The government’s moratorium makes clear that fracking in Lancashire is a no-go. After government agency the Oil and Gas Authority reported that it was not possible to predict the probability or size of tremors from fracking, Cuadrilla’s operations at the now infamous Preston New Road site – which caused a magnitude 2.9 earthquake – are no longer lawful. The same is true for other fracking sites in earlier stages of development in Yorkshire and Nottinghamshire.
But the north of England is not the only region in the UK that unconventional exploration for oil and gas is afoot. In the rolling hills south-west of London, work is also underway to extract gas and oil using similar methods. At numerous sites in Surrey and Sussex, companies are in the process of – or are planning to – inject acid in boreholes to widen fractures in the rock below.
This may be at a low pressure (a technique termed acidisation) or a higher pressure (acid fracking). But, crucially, both of these techniques tend to use pressures lower than the threshold at which the government’s moratorium outlaws fossil fuel extraction. So, fossil fuel exploration in south-east England usually encompassed under the term “fracking” is in fact exempt from this “ban”.
Interestingly, the constituencies surrounding these sites are largely safe Conservative seats that are expected to be held relatively comfortably. In contrast, Leave-voting seats in the North are key targets for the Conservatives this election.
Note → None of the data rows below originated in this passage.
PR #4975, opened 2021-09-21
cmd: reconciler uses DisableSource/Status

landism:
When a `Cmd`'s disable `ConfigMap` is set, the `Cmd` will disable/enable and set its `Status.DisableStatus` as appropriate.

### DIFF
--- a/internal/controllers/apis/configmap/disable.go
+++ b/internal/controllers/apis/configmap/disable.go
@@ -1,0 +1,65 @@
+package configmap
+
+import (
+	"context"
+	"fmt"
+
+	apierrors "k8s.io/apimachinery/pkg/api/errors"
+	metav1 "k8s.io/apimachinery/pkg/apis/meta/v1"
+	"k8s.io/apimachinery/pkg/types"
+	"sigs.k8s.io/controller-runtime/pkg/client"
+
+	"github.com/tilt-dev/tilt/pkg/apis/core/v1alpha1"
+)
+
+func disableStatus(ctx context.Context, client client.Client, disableSource *v1alpha1.DisableSource) (isDisabled bool, reason string, err error) {
+	if disableSource == nil {
+		return false, "object does not specify a DisableSource", nil
+	}
+
+	if disableSource.ConfigMap == nil {
+		return false, "DisableSource specifies no ConfigMap", nil
+	}
+
+	cm := &v1alpha1.ConfigMap{}
+	err = client.Get(ctx, types.NamespacedName{Name: disableSource.ConfigMap.Name}, cm)
+	if err != nil {
+		if apierrors.IsNotFound(err) {
+			return false, fmt.Sprintf("ConfigMap %q does not exist", disableSource.ConfigMap.Name), nil
+		}
+		return false, fmt.Sprintf("error reading ConfigMap %q", disableSource.ConfigMap.Name), err
+	}
+
+	cmVal, ok := cm.Data[disableSource.ConfigMap.Key]
+	if !ok {
+		return false, fmt.Sprintf("ConfigMap %q has no key %q", disableSource.ConfigMap.Name, disableSource.ConfigMap.Key), nil
+	}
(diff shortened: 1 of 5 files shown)


internal/controllers/core/cmd/controller_test.go
```diff
@@ -941,14 +1057,14 @@ func (f *fixture) assertCmdMatches(name string, matcher func(cmd *Cmd) bool) *Cm
 		return matcher(cmd)
 	}, timeout, interval)
 
-	return f.assertCmdMatchesInAPI(name, matcher)
+	return f.requireCmdMatchesInAPI(name, matcher)
 }
 
-func (f *fixture) assertCmdMatchesInAPI(name string, matcher func(cmd *Cmd) bool) *Cmd {
+func (f *fixture) requireCmdMatchesInAPI(name string, matcher func(cmd *Cmd) bool) *Cmd {
```
landism, line 1063: I made this change because I was getting spurious / misleading error messages from subsequent code when the assertion failed, and terminating seems better. If someone has a preference for `assert` mechanics in this method, 
I can do it another way.

internal/controllers/apis/configmap/disable.go
```diff
@@ -0,0 +1,65 @@
...
+		}
+		return false, fmt.Sprintf("error reading ConfigMap %q", disableSource.ConfigMap.Name), err
+	}
+
+	cmVal, ok := cm.Data[disableSource.ConfigMap.Key]
+	if !ok {
+		return false, fmt.Sprintf("ConfigMap %q has no key %q", disableSource.ConfigMap.Name, disableSource.ConfigMap.Key), nil
+	}
+	// TODO(matt)
+	// checking `== "true"` rather than strconv.ParseBool because we lack a good way to surface errors
```
nicks, line 38: Hmmm...I'm having trouble reconciling the statement "we lack a good way to surface errors" and then....most of this function is surfacing errors in the reason field? what am i missing?

seems like we could use strconv and then surface any errors in 'reason'

internal/controllers/core/cmd/controller.go
```diff
@@ -224,6 +243,15 @@ func (c *Controller) reconcile(ctx context.Context, name types.NamespacedName) e
 //
 // Blocks until the command is finished, then returns its status.
 func (c *Controller) ForceRun(ctx context.Context, cmd *v1alpha1.Cmd) (*v1alpha1.CmdStatus, error) {
+	disableStatus, err := configmap.MaybeNewDisableStatus(ctx, c.client, cmd.Spec.DisableSource, cmd.Status.DisableStatus)
+	if err != nil {
+		return nil, err
+	}
+	if disableStatus.Disabled {
+		// TODO(matt) have the build controller ensure we don't reach this point on disabled commands (ch12734)
```
nicks, line 251: hmmmm...this comment makes it sound like we shouldn't check this in ForceRun at all? The name "ForceRun()" implies to me that we've already done the necessary checks. this seems premature and likely to bite us with race conditions later.

internal/controllers/core/cmd/controller.go
```diff
@@ -311,7 +339,10 @@ func (c *Controller) runInternal(ctx context.Context,
 
 	stillHasSameProcNum := proc.stillHasSameProcNum()
 	c.updateStatus(name, func(status *CmdStatus) {
-		*status = CmdStatus{Waiting: &CmdStateWaiting{}}
+		*status = CmdStatus{
```
nicks, line 342: seems like we should change this to use

status.Waiting = &CmdStateWaiting{}
status.Running = nil
status.Terminated = nil

like we do elsewhere in this file. i.e., only modify the fields we want to modify.

nicks (approved):

internal/controllers/apis/configmap/disable.go
landism: Ah, yeah, this code is confusing and silly.

Thanks!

The party may struggle to reverse its distant second to Labour in the constituency of Preston itself, which houses the epicentre of local resistance to fracking in the Preston New Road protest camps. But in a region largely opposed to fracking, the ban may well be a boost to efforts to win over the so-called “Workington Man” – older, white, Leave voters who could be tempted to deviate from their usual Labour leanings.
Deliberately or not, the current party of government’s “ban” on fracking hears local opposition in seats it is targeting in the north of England, but ignores similar opposition to unconventional extraction in its southern strongholds. Whether this will help the Conservatives to remain in their position come election day remains to be seen.